- _Problem to solve_
Word for word, transcribe the material below from its first line to the line with "When discovery call fails due", both included.

- _Supplied records_

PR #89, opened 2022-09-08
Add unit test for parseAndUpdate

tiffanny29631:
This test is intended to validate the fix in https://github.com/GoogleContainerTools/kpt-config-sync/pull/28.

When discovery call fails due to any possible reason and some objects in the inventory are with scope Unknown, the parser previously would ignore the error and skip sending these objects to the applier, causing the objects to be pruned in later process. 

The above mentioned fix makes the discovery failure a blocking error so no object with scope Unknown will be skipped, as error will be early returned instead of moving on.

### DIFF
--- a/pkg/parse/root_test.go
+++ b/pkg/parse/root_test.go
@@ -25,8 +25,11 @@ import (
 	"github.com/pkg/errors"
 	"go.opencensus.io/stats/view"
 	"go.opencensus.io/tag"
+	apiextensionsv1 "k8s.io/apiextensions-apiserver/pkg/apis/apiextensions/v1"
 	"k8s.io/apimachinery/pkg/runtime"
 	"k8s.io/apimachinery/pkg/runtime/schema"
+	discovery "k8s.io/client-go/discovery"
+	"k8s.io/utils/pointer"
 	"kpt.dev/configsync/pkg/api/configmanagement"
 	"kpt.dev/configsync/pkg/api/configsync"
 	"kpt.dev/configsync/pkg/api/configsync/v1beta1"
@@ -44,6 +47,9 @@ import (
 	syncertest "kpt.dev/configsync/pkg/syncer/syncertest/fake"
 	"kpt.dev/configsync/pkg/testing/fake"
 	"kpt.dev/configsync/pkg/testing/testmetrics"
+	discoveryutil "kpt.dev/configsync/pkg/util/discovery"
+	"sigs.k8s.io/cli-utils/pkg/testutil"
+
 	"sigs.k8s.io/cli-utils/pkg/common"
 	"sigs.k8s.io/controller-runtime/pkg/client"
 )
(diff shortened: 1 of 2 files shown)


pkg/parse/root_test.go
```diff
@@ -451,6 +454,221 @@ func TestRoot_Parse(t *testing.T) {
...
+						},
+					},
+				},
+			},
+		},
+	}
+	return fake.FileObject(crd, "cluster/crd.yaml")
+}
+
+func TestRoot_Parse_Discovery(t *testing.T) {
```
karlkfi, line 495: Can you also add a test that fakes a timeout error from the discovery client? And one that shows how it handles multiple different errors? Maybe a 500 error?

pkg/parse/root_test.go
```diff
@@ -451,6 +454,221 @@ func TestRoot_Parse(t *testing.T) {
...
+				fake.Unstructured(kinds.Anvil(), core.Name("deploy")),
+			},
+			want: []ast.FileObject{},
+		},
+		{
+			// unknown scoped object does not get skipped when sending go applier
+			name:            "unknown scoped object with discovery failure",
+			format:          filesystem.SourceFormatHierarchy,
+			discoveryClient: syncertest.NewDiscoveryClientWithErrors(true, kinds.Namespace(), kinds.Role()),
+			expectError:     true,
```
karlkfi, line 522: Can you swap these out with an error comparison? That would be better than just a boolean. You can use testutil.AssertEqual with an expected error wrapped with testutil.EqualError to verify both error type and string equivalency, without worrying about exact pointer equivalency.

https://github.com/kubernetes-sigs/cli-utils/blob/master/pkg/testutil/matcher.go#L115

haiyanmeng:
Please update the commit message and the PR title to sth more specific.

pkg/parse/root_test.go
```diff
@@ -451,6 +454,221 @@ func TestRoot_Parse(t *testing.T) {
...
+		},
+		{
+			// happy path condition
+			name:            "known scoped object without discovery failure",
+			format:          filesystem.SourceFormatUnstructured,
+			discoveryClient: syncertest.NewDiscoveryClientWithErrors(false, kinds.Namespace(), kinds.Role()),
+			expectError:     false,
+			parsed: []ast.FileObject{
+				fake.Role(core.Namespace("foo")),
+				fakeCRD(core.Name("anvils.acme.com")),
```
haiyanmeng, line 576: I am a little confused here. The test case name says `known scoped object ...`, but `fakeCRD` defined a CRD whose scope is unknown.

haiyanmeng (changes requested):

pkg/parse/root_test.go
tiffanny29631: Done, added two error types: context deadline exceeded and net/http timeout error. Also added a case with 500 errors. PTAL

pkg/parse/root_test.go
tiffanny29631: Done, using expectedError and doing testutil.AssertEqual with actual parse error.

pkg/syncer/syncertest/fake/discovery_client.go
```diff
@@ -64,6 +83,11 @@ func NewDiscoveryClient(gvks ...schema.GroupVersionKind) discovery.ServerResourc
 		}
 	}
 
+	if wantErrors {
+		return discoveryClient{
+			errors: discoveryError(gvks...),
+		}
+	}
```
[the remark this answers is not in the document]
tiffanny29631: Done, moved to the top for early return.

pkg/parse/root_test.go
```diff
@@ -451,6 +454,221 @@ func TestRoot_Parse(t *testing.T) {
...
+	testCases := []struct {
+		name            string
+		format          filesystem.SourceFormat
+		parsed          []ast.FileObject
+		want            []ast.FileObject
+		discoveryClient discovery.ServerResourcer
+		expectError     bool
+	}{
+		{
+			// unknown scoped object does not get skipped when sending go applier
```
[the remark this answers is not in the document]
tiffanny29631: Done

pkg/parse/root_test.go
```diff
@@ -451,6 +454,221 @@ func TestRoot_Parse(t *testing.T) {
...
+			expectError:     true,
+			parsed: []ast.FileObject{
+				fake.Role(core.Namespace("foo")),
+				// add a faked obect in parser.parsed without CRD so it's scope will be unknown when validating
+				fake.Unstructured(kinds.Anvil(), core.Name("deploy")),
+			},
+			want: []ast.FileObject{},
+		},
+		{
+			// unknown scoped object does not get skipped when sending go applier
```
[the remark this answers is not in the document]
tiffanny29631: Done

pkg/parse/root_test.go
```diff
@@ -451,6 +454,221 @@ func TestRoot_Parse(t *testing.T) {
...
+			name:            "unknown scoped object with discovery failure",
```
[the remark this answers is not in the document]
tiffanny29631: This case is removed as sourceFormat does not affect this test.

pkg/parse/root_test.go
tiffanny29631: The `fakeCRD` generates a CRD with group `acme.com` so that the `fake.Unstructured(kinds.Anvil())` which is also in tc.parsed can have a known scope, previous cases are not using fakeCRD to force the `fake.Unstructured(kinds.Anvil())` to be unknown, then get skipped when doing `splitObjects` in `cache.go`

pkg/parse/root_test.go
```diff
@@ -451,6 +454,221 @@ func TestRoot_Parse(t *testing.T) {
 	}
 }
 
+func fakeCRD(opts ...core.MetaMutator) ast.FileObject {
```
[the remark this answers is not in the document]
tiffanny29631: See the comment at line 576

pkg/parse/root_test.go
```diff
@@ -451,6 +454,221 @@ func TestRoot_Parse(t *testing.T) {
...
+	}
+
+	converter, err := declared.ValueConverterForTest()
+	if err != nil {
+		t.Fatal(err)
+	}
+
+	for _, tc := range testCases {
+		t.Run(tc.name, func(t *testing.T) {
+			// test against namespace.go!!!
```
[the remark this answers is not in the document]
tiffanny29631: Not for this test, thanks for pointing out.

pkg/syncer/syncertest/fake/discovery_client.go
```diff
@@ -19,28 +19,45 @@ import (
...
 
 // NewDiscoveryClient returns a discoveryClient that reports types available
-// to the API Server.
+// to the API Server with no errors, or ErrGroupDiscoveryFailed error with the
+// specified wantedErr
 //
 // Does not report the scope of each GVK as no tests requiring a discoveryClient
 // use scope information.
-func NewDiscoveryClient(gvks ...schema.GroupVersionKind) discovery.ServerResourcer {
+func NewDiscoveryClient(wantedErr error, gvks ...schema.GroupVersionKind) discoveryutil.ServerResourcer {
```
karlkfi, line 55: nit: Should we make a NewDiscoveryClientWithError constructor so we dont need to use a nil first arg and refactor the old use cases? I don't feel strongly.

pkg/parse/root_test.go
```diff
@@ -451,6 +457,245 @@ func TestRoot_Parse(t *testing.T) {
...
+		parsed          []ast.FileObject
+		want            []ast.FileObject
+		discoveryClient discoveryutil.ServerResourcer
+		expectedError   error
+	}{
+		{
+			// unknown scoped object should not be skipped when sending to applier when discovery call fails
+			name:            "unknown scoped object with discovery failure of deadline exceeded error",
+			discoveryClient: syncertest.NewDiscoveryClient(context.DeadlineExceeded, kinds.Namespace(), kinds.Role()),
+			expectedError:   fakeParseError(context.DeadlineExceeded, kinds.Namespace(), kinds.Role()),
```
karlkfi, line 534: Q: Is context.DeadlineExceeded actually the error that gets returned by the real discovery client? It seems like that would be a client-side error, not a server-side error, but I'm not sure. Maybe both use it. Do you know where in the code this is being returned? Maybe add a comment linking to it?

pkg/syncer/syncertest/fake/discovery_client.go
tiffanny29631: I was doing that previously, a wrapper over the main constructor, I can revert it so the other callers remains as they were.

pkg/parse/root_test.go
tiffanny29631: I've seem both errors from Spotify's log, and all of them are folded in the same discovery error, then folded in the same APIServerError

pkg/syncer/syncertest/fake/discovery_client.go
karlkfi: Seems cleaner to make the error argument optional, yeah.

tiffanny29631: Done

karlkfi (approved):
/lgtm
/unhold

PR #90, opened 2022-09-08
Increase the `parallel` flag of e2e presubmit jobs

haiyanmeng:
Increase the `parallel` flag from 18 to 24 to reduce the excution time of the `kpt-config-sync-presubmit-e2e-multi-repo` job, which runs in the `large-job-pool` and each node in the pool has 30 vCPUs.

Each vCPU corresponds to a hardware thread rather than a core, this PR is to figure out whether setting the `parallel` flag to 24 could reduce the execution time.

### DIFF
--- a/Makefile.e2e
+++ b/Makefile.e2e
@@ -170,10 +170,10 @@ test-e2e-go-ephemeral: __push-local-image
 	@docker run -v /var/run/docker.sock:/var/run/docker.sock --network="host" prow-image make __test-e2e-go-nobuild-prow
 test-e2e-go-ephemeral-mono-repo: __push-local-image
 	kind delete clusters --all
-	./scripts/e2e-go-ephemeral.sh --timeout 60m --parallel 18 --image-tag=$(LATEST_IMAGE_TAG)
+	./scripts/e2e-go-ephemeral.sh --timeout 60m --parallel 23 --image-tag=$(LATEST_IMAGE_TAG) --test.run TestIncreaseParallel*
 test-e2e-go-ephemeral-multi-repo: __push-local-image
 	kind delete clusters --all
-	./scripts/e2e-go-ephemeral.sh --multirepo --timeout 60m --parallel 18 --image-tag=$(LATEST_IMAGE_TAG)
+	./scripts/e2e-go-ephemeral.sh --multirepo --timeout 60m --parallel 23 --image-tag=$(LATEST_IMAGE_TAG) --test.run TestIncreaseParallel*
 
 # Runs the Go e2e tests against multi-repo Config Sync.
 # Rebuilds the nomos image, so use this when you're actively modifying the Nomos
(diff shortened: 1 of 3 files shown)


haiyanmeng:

- _Result_
PR #89, opened 2022-09-08
Add unit test for parseAndUpdate

tiffanny29631:
This test is intended to validate the fix in https://github.com/GoogleContainerTools/kpt-config-sync/pull/28.

When discovery call fails due to any possible reason and some objects in the inventory are with scope Unknown, the parser previously would ignore the error and skip sending these objects to the applier, causing the objects to be pruned in later process. 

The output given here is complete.